Effacer son passage

En écho à l’article précédent, lequel effleurait la question du point de vue (nécessité pour celui qui écrit de quitter sa position dominante et encombrante d’ « auteur » afin de succomber au « personnage »), une petite citation de Cadou:

« Les traces de la volonté apparaissent toujours dans une oeuvre qui n’est pas entièrement digérée par son contenu.
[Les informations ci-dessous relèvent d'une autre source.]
PR #1040, opened 2022-11-09
Use onion amount in MPP set calculation

t-bast:
The sender chooses the amounts that are set in the onion payload (`amt_to_forward`) but cannot predict what amounts will be set in the HTLCs (`amount_msat`) since intermediate nodes are allowed to overpay.

This was pointed out by @joostjager [here](https://github.com/lightning/bolts/pull/1031#discussion_r1016479991).

### DIFF
--- a/04-onion-routing.md
+++ b/04-onion-routing.md
@@ -1088,11 +1088,9 @@ An _intermediate hop_ MUST NOT, but the _final node_:
   - if the `cltv_expiry` value is unreasonably near the present:
     - MUST fail the HTLC.
     - MUST return an `incorrect_or_unknown_payment_details` error.
-  - if the `outgoing_cltv_value` does NOT correspond with the `cltv_expiry` from
-  the final node's HTLC:
+  - if the `cltv_expiry` from the final node's HTLC is below `outgoing_cltv_value`:
     - MUST return `final_incorrect_cltv_expiry` error.
-  - if the `amt_to_forward` does NOT correspond with the `incoming_htlc_amt` from the
-  final node's HTLC:
+  - if `amount_msat` from the final node's HTLC is below `amt_to_forward`:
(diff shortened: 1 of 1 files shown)


04-onion-routing.md
```diff
@@ -308,10 +309,10 @@ The final node:
     - MUST add it to the HTLC set corresponding to that `payment_hash`.
     - SHOULD fail the entire HTLC set if `total_msat` is not the same for
       all HTLCs in the set.
-    - if the total `amount_msat` of this HTLC set is equal to or greater than
-      `total_msat`:
+    - if the total `amt_to_forward` of this HTLC set is equal to or greater
+      than `total_msat`:
       - SHOULD fulfill all HTLCs in the HTLC set
-    - otherwise, if the total `amount_msat` of this HTLC set is less than
+    - otherwise, if the total `amt_to_forward` of this HTLC set is less than
```
joostjager, line 315: No comments on this change, but I did find this:

https://github.com/lightning/bolts/blob/b38156b9510c0562cf50f8758a64602cc0315c19/04-onion-routing.md?plain=1#L1093

Did we forget to change that line?

t-bast: Done in https://github.com/lightning/bolts/pull/1040/commits/648fcdc0d0ce61b9acb76abdeaee19549a4d7c59

cdecker:
ACK

carlaKC (approved):

halseth (approved):
As mentioned during the call, this was discussed earlier: https://github.com/lightning/bolts/pull/1032#discussion_r993310877. The conclusion then was that the change was not strictly needed (sender should always be able to handle a premature preimage release).

But I'm for it, this makes it simpler to reason about, and gives routing nodes less room to play around with the settlement.

ACK

PR #1042, opened 2022-11-19
a note on the maximum size of Tagged Fields

JssDWt:
Make it more obvious to readers of bolt 11 that the maximum length of a Tagged Field is 639 bytes.

### DIFF
--- a/11-payment-encoding.md
+++ b/11-payment-encoding.md
@@ -135,6 +135,8 @@ Each Tagged Field is of the form:
 1. `data_length` (10 bits, big-endian)
 1. `data` (`data_length` x 5 bits)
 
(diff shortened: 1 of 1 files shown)


cdecker:
It's good to call this limit out, however we should also discourage using large fields in the first place as they tend to degrade the readability in some mediums (QR codes).

ACK https://github.com/lightning/bolts/pull/1042/commits/5bdb7a0c1760c6e8be4c7eb7bcfdc0332fa0baf4

t-bast (approved):
ACK https://github.com/lightning/bolts/pull/1042/commits/5bdb7a0c1760c6e8be4c7eb7bcfdc0332fa0baf4, this is a minor clarification, merging now.

PR #354, opened 2022-07-14
allow empty string as resourceTag entry

vijtrip2:
Description of changes:
* allow empty string inside resourceTags entry so that users can override the default ACK tag behavior using `--set resourceTags={}` param during helm installation
* tested locally that this change allows removing the default ACK tags behavior during helm installation


RedbackThomson:
Yes please
/lgtm

PR #357, opened 2022-07-27
Remove faulty suffix trim from Helm deployment

RedbackThomson:
Description of changes:
Removes a suffix trim character from the Helm deployment template. This trim was causing the string to concatenate with the next line and create an error. Removing this ensures it stays as a separate line if the `priorityClassName` is specified.


vijtrip2 (commented):
/lgtm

Le client n’aime pas à voir la main de l’ouvrier et lui en fait grief »

René Guy Cadou

Poussant l’idée à son paroxysme (mais en étant, hélas, si peu dans la caricature), j’évoque parfois aux ateliers cette image du metteur en scène foulant les planches en pleine représentation, indiquant au public qu’il y a là lieu de pleurer ou de rire, affichant sa culture, sa sensibilité, son humour, son cynisme, son côté décalé, et profitant également de son passage pour faire savoir qu’il a très bien connu Mitterand ou Machin. Ou encore, le critique monologuant une heure durant et gesticulant de tous ses bras devant l’oeuvre peinte, cette dernière dissimulée dès lors au regard et à une possible rencontre, un éventuel recueillement. Impensable, n’est-ce pas? En littérature, pourtant, cette pratique est omniprésente (et les media bien sûr en raffolent, sinon de quoi parleraient-ils, pas de l’âme quand même!). Tant de livres bourrés de leurs auteurs jusqu’à la gueule, tant de livres où même la plus petite chance n’a pas été laissée à l’écriture…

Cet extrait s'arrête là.